▶ PROBLEM TO SOLVE
Word for word, restate the lines of the material below from its first line through the one containing "#[derive(Debug)]". Omit the rest.

··· SUPPLIED ENTRIES

PR #633, opened 2023-08-31
Support import sorting via manifest configuration

### LINKED ISSUE #609: Add imports sorting to formatter config
### Problem

Cairo-fmt now supports imports sorting. 
https://github.com/starkware-libs/cairo/pull/3778

### Proposed Solution

_No response_

### Notes

_No response_

szymmis:
Resolves #609

Introduces `[tool.fmt]` section to `Scarb.toml` with `sort-imports` boolean flag

### DIFF
--- a/scarb/src/ops/fmt.rs
+++ b/scarb/src/ops/fmt.rs
@@ -10,6 +10,7 @@ use tracing::{info, warn};
 
 use crate::core::workspace::Workspace;
 use crate::core::PackageId;
+use crate::internal::serdex::toml_merge;
 
 #[derive(Debug)]
 pub struct FmtOptions {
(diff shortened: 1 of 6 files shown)


scarb/src/ops/fmt.rs
```diff
@@ -21,15 +21,18 @@ pub struct FmtOptions {
...
     let packages = ws
         .members()
         .filter(|pkg| opts.packages.contains(&pkg.id))
         .collect::<Vec<_>>();
     let Some((first_package, packages)) = packages.split_first() else {
         return Ok(true);
     };
+
+    let config = first_package.manifest.fmt_config.clone().into();
+    let fmt = CairoFormatter::new(config);
```
mkaput, line 34: There's a bug here: what if particular packages declare their own formatter configs? I think we should sequentially walk over all packages here. It's a tradeoff, but it shouldn't be so severe I think.

scarb/src/core/manifest/toml_manifest.rs
```diff
@@ -701,6 +704,20 @@ impl TomlManifest {
             })
             .transpose()
     }
+
+    fn collect_fmt_config(&self, tool: &Option<TomlToolsDefinition>) -> Result<ManifestFmtConfig> {
```
mkaput, line 708: I gave this PR a thought and I think this code does it wrong 😞 I didn't investigate the context when outlining implementation steps; my bad.
1. We should stick with original naming, so this field should be named `sort-module-level-items`, for consistency.
2. I don't think we should trigger errors when reading the manifest, if user has errors in `[tool.*]` sections. These should pop only in affected tools, IMHO. This code actually does not validate the values at all, it just ignores them.
3. There is a way how to deduplicate stuff nicely!

So first of all, do note that Cairo's `FormatterConfig` has `Default` implementation. I think we should submit a PR which adds the following for this struct:

```rust
#[derive(Debug, Clone, Serialize, Deserialize)]
#[serde(rename_all = "kebab-case")]
pub struct FormatterConfig {
    tab_size: usize,
    max_line_length: usize,
    sort_module_level_items: bool,
}
```

This way we will keep upstream 1) default values 2) canonical serde of this struct.

Now, about parsing. We have very nifty methods in our `Package` struct: https://github.com/software-mansion/scarb/blob/d98fca8190ff330109b414ed70634b569732a6b5/scarb/src/core/package/mod.rs#L92-L113

We also have this very useful helper function: https://github.com/software-mansion/scarb/blob/c412b06b0e1069ea1ca503c945d5e8dfd12bb398/scarb/src/internal/serdex.rs#L8-L25

What we can do with this the following. All of this will happen within `fmt` op **only**!

```rust
let mut config = FormatterConfig::default();
if let Some(overrides) = package.tool_metadata("fmt") {
    config = toml_merge(&config, overrides)?;
}
```

_voila!_

mkaput (changes requested):

mkaput (commented):
This looks great, we just need to update Cairo and fix the per-package config bug 🎉

mkaput (approved):

scarb/src/ops/fmt.rs
```diff
@@ -21,30 +22,32 @@ pub struct FmtOptions {
...
+
     let packages = ws
         .members()
-        .filter(|pkg| opts.packages.contains(&pkg.id))
-        .collect::<Vec<_>>();
-    let Some((first_package, packages)) = packages.split_first() else {
-        return Ok(true);
-    };
-    let mut walk = fmt.walk(first_package.root().as_std_path());
+        .filter(|package| opts.packages.contains(&package.id));
```
mkaput, line 30: nitpick: sounds like you want to use within the `for` loop https://github.com/software-mansion/scarb/blob/d98fca8190ff330109b414ed70634b569732a6b5/scarb/src/core/workspace.rs#L112-L115

note: the old code looked like this because it collected everything to vector; now you can ignore it

mkaput (approved):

······

▶ EXERCISE RESPONSE
PR #633, opened 2023-08-31
Support import sorting via manifest configuration

### LINKED ISSUE #609: Add imports sorting to formatter config
### Problem

Cairo-fmt now supports imports sorting. 
https://github.com/starkware-libs/cairo/pull/3778

### Proposed Solution

_No response_

### Notes

_No response_

szymmis:
Resolves #609

Introduces `[tool.fmt]` section to `Scarb.toml` with `sort-imports` boolean flag

### DIFF
--- a/scarb/src/ops/fmt.rs
+++ b/scarb/src/ops/fmt.rs
@@ -10,6 +10,7 @@ use tracing::{info, warn};
 
 use crate::core::workspace::Workspace;
 use crate::core::PackageId;
+use crate::internal::serdex::toml_merge;
 
 #[derive(Debug)]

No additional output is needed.